• Work instructions: Using the word "occur" as the filter, copy each matching line from the records.

• Input data:
PR #390, opened 2016-10-01
pov: Add canonical data

petertseng:
Existing implementations:

* https://github.com/exercism/xclojure/blob/master/exercises/pov/test/pov_test.clj
* https://github.com/exercism/xfsharp/blob/master/exercises/pov/PovTest.fs
* https://github.com/exercism/xgo/blob/master/exercises/pov/pov_test.go
* https://github.com/exercism/xhaskell/blob/master/exercises/pov/test/Tests.hs
* https://github.com/exercism/xlua/blob/master/exercises/pov/pov_spec.lua

The tests are a combination of the existing tests.

The trees used:

* Singleton (present in all)
* Simple tree: X, parent, sibling (present in Clojure, Go, Lua)
* Large flat tree: X, parent, three siblings (present in all)
* Deeply nested tree: "singly-linked list" as a tree (present in all)
* Target has children: X, parent, two children (present in all*)
  (in Clojure, Go, Lua, this case is embedded in a more complex tree)
* Target has cousins (present in all)

All tracks tested looking for the node named "x" in these trees, then
looking for a nonexistent node.

The Lua track had a gentler progression of complexity in the path tests,
so that was used. This is necessary simply because even after the reroot
is done, there is still work to be done to search for the target node.

(The Go track chose not to test paths)

Closes https://github.com/exercism/todo/issues/128

### DIFF
--- a/exercises/pov/canonical-data.json
+++ b/exercises/pov/canonical-data.json
@@ -1,0 +1,356 @@
+{
+  "from_pov": {
+    "description": [
+      "Reroot a tree so that its root is the specified node.",
+      "In this way, the tree is presented from the point of view of the specified node.",
+      "The input trees used here are those in the `trees` section of this file.",
+      "",
+      "If appropriate for your track, you may test that the input tree is not modified.",
+      "",
+      "Note that when rerooting upon a target node that has both parents and children,",
+      "it does not matter whether the former parent comes before or after the former children.",
+      "Please account for this when checking correctness of the resulting trees.",
+      "One suggested method is to only check two things:",
+      "1) The root of the returned tree is the root that was passed in to from_pov.",
+      "2) The sorted edge list of the returned tree is the same as the sorted edge list of the expected tree."
+    ],
+    "cases": [
+      {
+        "description": "Results in the same tree if the input tree is a singleton",
+        "tree": "singleton",
+        "from": "x",
+        "expected": {
+          "label": "x"
+        }
+      },
+      {
+        "description": "Can reroot a tree with a parent and one sibling",
+        "tree": "simple",
+        "from": "x",
+        "expected": {
+          "label": "x",
+          "children": [
+            {
+              "label": "parent",
+              "children": [
+                {
+                  "label": "sibling"
+                }
+              ]
+            }
+          ]
+        }
+      },
+      {
+        "description": "Can reroot a tree with a parent and many siblings",
+        "tree": "large_flat",
+        "from": "x",
+        "expected": {
+          "label": "x",
+          "children": [
+            {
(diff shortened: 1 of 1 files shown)


exercises/pov/canonical-data.json
```diff
@@ -0,0 +1,348 @@
+{
+  "from_pov": {
+    "description": [
+      "Reroot a tree so that its root is the specified node.",
+      "In this way, the tree is presented from the point of view of the specified node.",
+      "The input trees used here are those in the `trees` section of this file.",
```
petertseng: I chose to the put the input trees in the `"trees"` section because they are used more than once and it seemed useful to allow people to easily see that they are the same six trees being reused.

In contrast, I put the expected output trees inline since they are only used once.

exercises/pov/canonical-data.json
```diff
@@ -0,0 +1,348 @@
...
+      "",
+      "If appropriate for your track, you may test that the input tree is not modified.",
+      "",
+      "Note that when rerooting upon a target node that has both parents and children,",
+      "it does not matter whether the former parent comes before or after the former children.",
```
petertseng: https://github.com/exercism/xhaskell/issues/92

petertseng:
A lot of this was done by hand, so it behooves me to automatically verify its correctness. I have not the strength for that now, so that will have to come later.

petertseng:
This has been verified for correctness, by https://github.com/petertseng/x-common/blob/verify/exercises/pov/verify.rb

exercises/pov/canonical-data.json
```diff
@@ -0,0 +1,348 @@
...
+      "Please account for this when checking correctness of the resulting trees.",
+      "One suggested method is to only check two things:",
+      "1) The root of the returned tree is the root that was passed in to from_pov.",
+      "2) The sorted edge list of the returned tree is the same as the sorted edge list of the expected tree."
+    ],
+    "cases": [
+      {
+        "tree": "singleton",
```
petertseng: potentially contentious point: No `"description":` for any of these. I think I would rather have descriptions.

kytrinyx: Right—in the simpler exercise a lot of the descriptions became silly, just echoing the inputs and outputs. Here it probably makes more sense to flesh out the purpose of the test in a description.

ErikSchierboom:
I love the usage of uncle, kid, and such. It greatly helps intuit what's happening.

ryanplusplus:
I'm fairly certain that I actually stole all of the Lua tests from the Ruby track and I was pretty happy with those... so this looks good to me :)

PR #391, opened 2016-10-02
Update bowling canonical-data

IanWhitney:
This is based on my work implementing this problem for Rust
https://github.com/exercism/xrust/pull/213

I'm addressing a few things here.

- The description at the top is now about implementing the tests, not
about the problem domain.

- I've reordered the test to (hopefully) make things flow more smoothly.
I found that the previous set of tests introduced concepts in kind of a
mix, instead of one at a time.

They are now:

- Score a 0 point game
- Score a game with no spares/strikes
- Spares
  - Simple spare
  - Spare with bonus
  - Spare in last frame
- Strikes
  - Simple strike
  - Strike with bonus
  - Strike in last frame
- Exceptions

Some other changes:

- Updated descriptions. My goal here was to try to clearly state what
bit of scoring logic was being tested in each test, without relying too
much on bowling-specific terms. 'strike', 'spare' and 'frame' are
unavoidable, but other terms were replaceable.

- Remove unnecessary tests. There were a few different tests of games
without spares & strikes when only one is really necessary. My goal is
that each test should lead the student to make one change to their code.
If a bunch of tests can pass because of the same change then some of
those tests can be removed.

- Explicit description of arity removed. I tried to cover the expected
API in the description text.

- Expectations of exceptions changed from specific error text to `-1`,
which is what I normally see for exception test definitions.

### DIFF
--- a/exercises/bowling/canonical-data.json
+++ b/exercises/bowling/canonical-data.json
@@ -86,6 +86,10 @@
       "rolls": [5, 6, 0, 0, 0, 0, 0, 0, 0, 0, 0, 0, 0, 0, 0, 0, 0, 0, 0, 0],
       "expected": -1
     }, {
+      "description": "Two bonus rolls after a strike in the last frame can not score more than 10 points",
+      "rolls": [0, 0, 0, 0, 0, 0, 0, 0, 0, 0, 0, 0, 0, 0, 0, 0, 0, 0, 10, 5, 6],
+      "expected": -1
+    }, {
       "description": "An unstarted game can not be scored",
       "rolls": [],
       "expected": -1
--- a/exercises/bowling/canonical-data.json
+++ b/exercises/bowling/canonical-data.json
@@ -8,6 +8,10 @@
     "The final tests define situations where the score can not be returned",
     "The expection for these tests is -1, indicating an error",
     "In these cases you should expect an error as is idiomatic for your language",
+    "When to error is also left up to your implementation. There are two options",
+    "  - Error as soon as an invalid roll is made",
+    "  - Error when scoring a game with an invalid roll",
+    "You can also error in both cases."
   ],
   "score": {
     "description": [
--- a/exercises/bowling/canonical-data.json
+++ b/exercises/bowling/canonical-data.json
@@ -3,7 +3,7 @@
     "Students should implement roll and score methods.",
     "Roll should accept a single integer.",
     "Score should return the game's final score, when possible",
-    "For brevity the tests all the rolls in an array;",
+    "For brevity the tests display all the rolls in an array;",
     "each element of the rolls array should be passed to the roll method",
     "The final tests define situations where the score can not be returned",
     "The expection for these tests is -1, indicating an exception",
--- a/exercises/bowling/canonical-data.json
+++ b/exercises/bowling/canonical-data.json
@@ -6,8 +6,8 @@
     "For brevity the tests display all the rolls in an array;",
     "each element of the rolls array should be passed to the roll method",
     "The final tests define situations where the score can not be returned",
-    "The expection for these tests is -1, indicating an exception",
-    "In these cases you should expect an exception as is idomatic for your language"
+    "The expection for these tests is -1, indicating an error",
+    "In these cases you should expect an error as is idiomatic for your language",
   ],
   "score": {
     "description": [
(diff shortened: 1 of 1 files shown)


exercises/bowling/canonical-data.json
```diff
@@ -1,117 +1,110 @@
 {
   "#": [
-    "Bowling is game where players roll a heavy ball to knock down pins",
-    "arranged in a triangle. Write code to keep track of the score of a",
-    "game of bowling."
+    "Students should implement roll and score methods.",
+    "Roll should accept a single integer.",
+    "Score should return the game's final score, when possible",
+    "For brevity the tests all the rolls in an array;",
```
kytrinyx: This sentence might be missing a word, and I can't figure out what it should be. Holds? Keeps? Stores?

exercises/bowling/canonical-data.json
```diff
@@ -1,117 +1,110 @@
...
+    "each element of the rolls array should be passed to the roll method",
+    "The final tests define situations where the score can not be returned",
+    "The expection for these tests is -1, indicating an exception",
```
kytrinyx: Perhaps `s/exception/error state`. Some languages will implement this as an exception, but others might not (e.g. Go doesn't have exceptions).

exercises/bowling/canonical-data.json
```diff
@@ -1,117 +1,110 @@
...
     }, {
-      "description": "should not allow to take score before the game has ended",
-      "rolls": [0, 0, 0, 0, 0, 0, 0, 0, 0, 0, 0, 0, 0, 0, 0, 0, 0, 0, 0],
-      "expected": "Score cannot be taken until the end of the game"
+      "description": "An incomplete game can not be scored",
+      "rolls": [0, 0],
+      "expected": -1
     }, {
-      "description": "should not allow rolls after the tenth frame",
+      "description": "A game with more than ten frames can not be scored",
```
petertseng: The change in the description seems to change the implication of where the error should occur.

Before, to me this sounds like: The roll should be rejected before there is any attempt to take the score.

After, it sounds like: The roll should be accepted, and onlyh when taking the score do we realize there is a failure.

And I definitely think the roll should be rejected as soon as possible.

But this is a difficult proposition when the only expectation this test file expresses is the score at the end, instead of noting where the error should occur. That's a difficult concept to express though. The first idea that comes to mind (and the idea may be crazy) is:

```
"rolls": [0, 0, 0, 0, 0, 0, 0, 0, 0, 0, 0, 0, 0, 0, 0, 0, 0, 0, 0, 0],
"roll_should_fail": 0,
```

exercises/bowling/canonical-data.json
```diff
@@ -1,117 +1,110 @@
...
     }, {
-      "description": "should not allow two normal rolls better than strike",
-      "rolls": [5, 6],
-      "expected": "Pin count exceeds pins on the lane"
+      "description": "A roll can not score more than 10 points",
+      "rolls": [11, 0, 0, 0, 0, 0, 0, 0, 0, 0, 0, 0, 0, 0, 0, 0, 0, 0, 0, 0],
+      "expected": -1
     }, {
-      "description": "should not allow two normal rolls better than strike in last frame",
-      "rolls": [0, 0, 0, 0, 0, 0, 0, 0, 0, 0, 0, 0, 0, 0, 0, 0, 0, 0, 5, 6],
```
IanWhitney: If these tests caught an edge case, then they should be kept. Thanks.

exercises/bowling/canonical-data.json
IanWhitney: For those of you who aren't Peter, we've been talking about this in the Rust PR as well. 

https://github.com/exercism/xrust/pull/213

For Rust, at least, we're going to have the `roll` method fail if the roll is invalid.

exercises/bowling/canonical-data.json
petertseng: I was indeed treating the bonus rolls in a separate place from the normal ten frames, so I do say it is worth keeping.

exercises/bowling/canonical-data.json
petertseng: Seems good.

IanWhitney:
I think I've covered the comments to date.

PR #392, opened 2016-10-03
Use nil instead of nill in description/blurb

jbranchaud:
This fixes a minor typo. Nill is the verb whereas nil is the noun.


petertseng:
My references agree, and this echoes my experiences with languages that have `nil` as a keyword (I have never seen one with `nill` as a keyword)

petertseng:
Amended commit message to prepend with "flatten-array"

Thanks!

PR #394, opened 2016-10-04
forth: Add canonical data

petertseng:
Existing tests:
* https://github.com/exercism/xelixir/blob/master/exercises/forth/forth_test.exs
* https://github.com/exercism/xfsharp/blob/master/exercises/forth/ForthTest.fs
* https://github.com/exercism/xhaskell/blob/master/exercises/forth/test/Tests.hs
* https://github.com/exercism/xrust/blob/master/exercises/forth/tests/forth.rs
* https://github.com/exercism/xscala/blob/master/exercises/forth/src/test/scala/ForthTest.scala

All tracks had the exact same tests, with two exceptions:

First, The "All non-word characters are separators test". In particular,
F# chose not to include the Ogham space mark, and I argue the same in
https://github.com/exercism/xhaskell/pull/388.

The Ogham space mark adds no additional value (it is just another space
character) and is confusing (it is visually too similar to the minus
sign), so it will not be included.

Second, Rust has a few extras in its tests:

* Parsing negative numbers (adds an extra wrinkle since now we must
  determine whether a minus is unary or binary)
* Extra error cases: +, -, *, / with not enough arguments.
* Ensuring that user-defined words are case-insensitive: defines `CoUnT`
  then executes `count COUNT`
* Ensuring that user-defined words execute their definitions in the
  right order.
* Extra error cases: Incomplete definitions (a `:` without a `;`)

After discussion in #394, we decide that we will only add tests for the
second and fourth of these.

Further, we have changed the expectations from the string representation
of the stack to simply an array/list of values on the stack.

Closes https://github.com/exercism/todo/issues/92

### DIFF
--- a/exercises/forth/canonical-data.json
+++ b/exercises/forth/canonical-data.json
@@ -1,0 +1,334 @@
+{
+  "#": [
+    "The cases are split into multiple sections, all with the same structure.",
+    "In all cases, the `expected` key is the resulting stack",
+    "after executing the Forth program contained in the `input` key."
+  ],
+  "parsing and numbers": {
+    "cases": [
+      {
+        "description": "empty input results in empty stack",
+        "input": [],
+        "expected": []
+      },
+      {
+        "description": "numbers just get pushed onto the stack",
+        "input": [
+          "1 2 3 4 5"
+        ],
+        "expected": [1, 2, 3, 4, 5]
+      },
+      {
+        "description": "all non-word characters are separators",
+        "input": [
+          "1\u00002\u00133\n4\r5 6\t7"
+        ],
+        "expected": [1, 2, 3, 4, 5, 6, 7]
+      }
+    ]
+  },
+  "addition": {
+    "cases": [
+      {
+        "description": "can add two numbers",
+        "input": [
+          "1 2 +"
+        ],
+        "expected": [3]
+      },
+      {
+        "description": "errors if there is nothing on the stack",
+        "input": [
+          "+"
+        ],
+        "expected": null
+      },
+      {
+        "description": "errors if there is only one value on the stack",
+        "input": [
+          "1 +"
+        ],
+        "expected": null
+      }
+    ]
+  },
+  "subtraction": {
+    "cases": [
+      {
+        "description": "can subtract two numbers",
+        "input": [
+          "3 4 -"
+        ],
+        "expected": [-1]
+      },
+      {
+        "description": "errors if there is nothing on the stack",
+        "input": [
+          "-"
+        ],
+        "expected": null
+      },
+      {
+        "description": "errors if there is only one value on the stack",
+        "input": [
+          "1 -"
+        ],
+        "expected": null
+      }
+    ]
+  },
+  "multiplication": {
+    "cases": [
+      {
+        "description": "can multiply two numbers",
+        "input": [
+          "2 4 *"
+        ],
+        "expected": [8]
+      },
+      {
+        "description": "errors if there is nothing on the stack",
+        "input": [
+          "*"
+        ],
+        "expected": null
+      },
+      {
+        "description": "errors if there is only one value on the stack",
+        "input": [
+          "1 *"
+        ],
+        "expected": null
+      }
+    ]
+  },
+  "division": {
+    "cases": [
+      {
+        "description": "can divide two numbers",
+        "input": [
+          "12 3 /"
+        ],
+        "expected": [4]
+      },
+      {
+        "description": "performs integer division",
+        "input": [
+          "8 3 /"
+        ],
+        "expected": [2]
+      },
+      {
+        "description": "errors if dividing by zero",
+        "input": [
+          "4 0 /"
+        ],
+        "expected": null
+      },
+      {
+        "description": "errors if there is nothing on the stack",
+        "input": [
+          "/"
+        ],
+        "expected": null
+      },
+      {
+        "description": "errors if there is only one value on the stack",
+        "input": [
+          "1 /"
+        ],
+        "expected": null
+      }
+    ]
+  },
+  "combined arithmetic": {
+    "cases": [
+      {
+        "description": "addition and subtraction",
+        "input": [
+          "1 2 + 4 -"
+        ],
+        "expected": [-1]
+      },
+      {
+        "description": "multiplication and division",
+        "input": [
+          "2 4 * 3 /"
+        ],
+        "expected": [2]
+      }
+    ]
+  },
+  "dup": {
+    "cases": [
+      {
+        "description": "copies the top value on the stack",
+        "input": [
+          "1 DUP"
+        ],
+        "expected": [1, 1]
+      },
+      {
+        "description": "is case-insensitive",
+        "input": [
+          "1 2 Dup"
+        ],
+        "expected": [1, 2, 2]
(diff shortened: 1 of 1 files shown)


petertseng:
Before merging, I would like discussion on the following.

Should we include test cases for:

- Parsing negative numbers? (I recommend no)
- Cases for +, -, *, / with not enough arguments? How far should we go? Test everything in the cartesian product of {+, -, *, /} with {0, 1} arguments (8 tests in total)? I feel like we should for completeness, since all our other words have tests for not enough things on the stack.
- Ensuring that user-defined words are case-insensitive?
- Ensuring that user-defined words execute in the right order? For example that `: hi 1 2 ; hi` results in `1 2` instead of `2 1`? You may think "who would make such a mistake?", and to that I answer "Maybe you should look at my Haskell implementation of this exercise". Yes, I made that mistake. (I'm leaning yes here)
- Incomplete word definitions? (I'm leaning no)

In addition, I would to verify this for correctness, since I did a lot by hand.

exercises/forth/canonical-data.json
```diff
@@ -0,0 +1,214 @@
...
+        "description": "addition and subtraction",
+        "input": [
+          "1 2 + 4 -"
+        ],
+        "expected": "-1"
+      },
+      {
+        "description": "multiplication and division",
+        "input": [
+          "2 4 * 3 /"
```
petertseng: note that this integer division. maybe that should be called out with a separate test that points this out in its description.

exercises/forth/canonical-data.json
```diff
@@ -0,0 +1,219 @@
+{
+  "#": [
+    "The cases are split into multiple sections, all with the same structure.",
+    "In all cases, the `expected` key is the string representation of the resulting stack",
+    "if all numbers on it are printed (top-most value on the right), separated by a space."
```
petertseng: Time to question assumptions. why is it done this way? It was done this way in https://github.com/exercism/exercism.io/pull/1188 (the first time this exercise appeared), and I guess everyone else did the same. But why not check an array/list of values on the stack? Instead of `"expected": "1 2 3 4 5"`, why not `"expected": [1, 2, 3, 4, 5]` ?

exercises/forth/canonical-data.json
```diff
@@ -0,0 +1,219 @@
...
+          "1\u00002\u00133\n4\r5 6\t7"
+        ],
+        "expected": "1 2 3 4 5 6 7"
+      }
+    ]
+  },
+  "basic arithmetic": {
+    "cases": [
+      {
+        "description": "addition and subtraction",
```
petertseng: why addition *and* subtraction in one test? Why not separate them? A test with only addition, a test with only subtraction, and then possibly a test combining the two.

exercises/forth/canonical-data.json
```diff
@@ -0,0 +1,219 @@
...
+        "input": [
+          "1 2 + 4 -"
+        ],
+        "expected": "-1"
+      },
+      {
+        "description": "multiplication and division",
```
petertseng: as above, why multiplication *and* division in one test?

exercises/forth/canonical-data.json
```diff
@@ -0,0 +1,219 @@
...
+        "input": [
+          "2 4 * 3 /"
+        ],
+        "expected": "2"
+      },
+      {
+        "description": "division by zero results in an error",
+        "input": [
+          "4 2 2 - /"
```
petertseng: why not just `"4 0 /"`?

Is there an advantage of one or the other? Should we have both? Just `4 2 2 - /`? Just `4 0 /`?

exercises/forth/canonical-data.json
```diff
@@ -0,0 +1,219 @@
+{
+  "#": [
+    "The cases are split into multiple sections, all with the same structure.",
+    "In all cases, the `expected` key is the string representation of the resulting stack",
```
petertseng: for completeness, should clarify: "the resulting stack after executing the Forth program contained in the `input`" or something to that effect.

exercises/forth/canonical-data.json
kytrinyx: Agreed, seems like an array or list would make more sense here.

exercises/forth/canonical-data.json
kytrinyx: I think you're right. Doing them separately first would let people implement this iteratively.

exercises/forth/canonical-data.json
kytrinyx: Agreed. We should separate them.

exercises/forth/canonical-data.json
kytrinyx: +1

exercises/forth/canonical-data.json
kytrinyx: I can't think of a reason to have `4 2 2 - /` in addition to or instead of `4 0 /`. I vote for just plain 0.

kytrinyx:
> Parsing negative numbers? (I recommend no)

I also recommend no. I think this exercise has enough meat in it without it.

> Cases for +, -, *, / with not enough arguments? How far should we go? Test everything in the cartesian product of {+, -, *, /} with {0, 1} arguments (8 tests in total)? I feel like we should for completeness, since all our other words have tests for not enough things on the stack.

I'm leaning _yes_ on this one.

> Ensuring that user-defined words are case-insensitive?

Huh. I can't speak to this as I never did the exercise (and I've never written any forth).

> Ensuring that user-defined words execute in the right order? For example that : hi 1 2 ; hi results in 1 2 instead of 2 1? You may think "who would make such a mistake?", and to that I answer "Maybe you should look at my Haskell implementation of this exercise". Yes, I made that mistake. (I'm leaning yes here)

Definitely vote yes on this one :)

> Incomplete word definitions? (I'm leaning no)

Meh. Agreed, I don't think we need this, since we're very clear on being a _very small subset_ of forth.

petertseng:
OK.

* all expectations are arrays now instead of strings.
* arithmetic operator tests split up into own sections
* arithmetic operators each get tests that they error if there are zero or one elements on the stack
* integer division explicitly called out
* divide by zero simplified, it's just `4 0 /` now.
* add test for user-defined word executing in the right order (`countup 1 2 3`)

petertseng:
> In addition, I would to verify this for correctness, since I did a lot by hand.

OK. https://github.com/petertseng/x-common/blob/verify/exercises/forth/verify.rb

petertseng:
All right, all comments addressed, and nobody else seems to have any, so I exercise my judgment and say it's good.

exercises/forth/canonical-data.json
```diff
@@ -0,0 +1,334 @@
...
+        "description": "numbers just get pushed onto the stack",
+        "input": [
+          "1 2 3 4 5"
+        ],
+        "expected": [1, 2, 3, 4, 5]
+      },
+      {
+        "description": "all non-word characters are separators",
+        "input": [
+          "1\u00002\u00133\n4\r5 6\t7"
```
petertseng: Garbage. This \u0013 is a "device control 3". The original https://github.com/exercism/exercism.io/pull/1188 meant for this to be \u0001, "start of heading" (whatever that is).

My fault. Sorry.

PR #434, opened 2016-11-04
run-length-encoding: Remove non-ASCII test cases

behrtam:
This removes the two unicode test cases as discussed in #428.

I also added one test case with an empty string and one with only chars that occur once. *If you would prefer those non unicode changes in a separate PR, just ask.*

### DIFF
--- a/exercises/run-length-encoding/canonical-data.json
+++ b/exercises/run-length-encoding/canonical-data.json
@@ -1,6 +1,6 @@
 {
    "#": [
-   	  "The tests deliberately check that single characters are encoded without count."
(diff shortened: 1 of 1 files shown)


kotp:
Separate commit maybe, not a separate PR.

Why the whitespace differences?

behrtam:
Okay, removed the new test cases from this PR and fixed the unintentional changed white spaces (json auto formatter in my editor).

Insti:
Thanks @behrtam :heart:

Insti:
Ref: https://github.com/exercism/x-common/issues/441

PR #435, opened 2016-11-04
hello-world: Rename language to track ID

kytrinyx:
In Exercism "language" refers to the programming language name, (e.g.
C++), whereas Track ID refers to the identifier used on Exercism (e.g.
cpp).


kytrinyx:
Right, I didn't check which languages have implemented hello world, but enough of the slugs are different from the language, and the distinction matters.

Issue #432, opened 2016-11-03
sublist: Possible missing edge case


behrtam:
Found a clever implementation ([link](http://exercism.io/submissions/576e9759b6c34816ae204812388f58c4)) in Python for the sublist exercise that shouldn't pass all tests. It basically joins all the digits (`[1, 2, 3] -> "123"`) and uses the `in` operator that checks if one string is a substring of the other.

If we would have two list `[1, 0, 1]` and `[10, 1]` that particular solution would create two strings `"101"` and `"101"` and determine incorrectly that those lists are equal. Is this way to solve this too unlikely or should we add this as a test case?

Insti:
I think that is a good test case to add. :+1: 

Part of a good test suite is detecting things that pass that should not.

PR #438, opened 2016-11-06
sublist: Add digits edge case test

behrtam:
see #432

### DIFF
--- a/exercises/sublist/canonical-data.json
+++ b/exercises/sublist/canonical-data.json
@@ -92,5 +92,10 @@
 		"list_one": [1, 2, 3],
 		"list_two": [3, 2, 1],
 		"expectation": "unequal"
+	}, {
+		"description": "same digits but different numbers",
+		"list_one": [1, 0, 1],
+		"list_two": [10, 1],
+		"expectation": "unequal"
 	}]
 }


Insti:
It can be good to copy/paste an issue description into the first post of a Pull request rather than just referencing it so reviewers can get an idea of what the issue being resolved is without having to look through external threads.

petertseng:
More importantly, it would be good if that could be summarised in the commit message so that if I lack internet access and have the repo checked out but no access to Github, I can still understand why this test was aadded.

kytrinyx:
@behrtam Would you mind amending the commit as @petertseng describes?

tejasbubane:
@behrtam Can you update the commit message so we can get it merged in? Also while you are at it, please add `Fixes #issue-number` so that the issue is closed automatically once this PR is merged: https://help.github.com/articles/closing-issues-via-commit-messages/ and we don't need to remember to close it.

behrtam:
I added the `Fixes #issue-number` reference to the commit message. Didn't know about that handy trick.
I won't duplicate the issue in the commit message. That doesn't feel right. If the issue would be a longer discussion and maybe even have references it self or images or something, where do we stop? ... copy/paste just to save one click?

• Written response:
petertseng: The change in the description seems to change the implication of where the error should occur.
But this is a difficult proposition when the only expectation this test file expresses is the score at the end, instead of noting where the error should occur. That's a difficult concept to express though. The first idea that comes to mind (and the idea may be crazy) is:
I also added one test case with an empty string and one with only chars that occur once. *If you would prefer those non unicode changes in a separate PR, just ask.*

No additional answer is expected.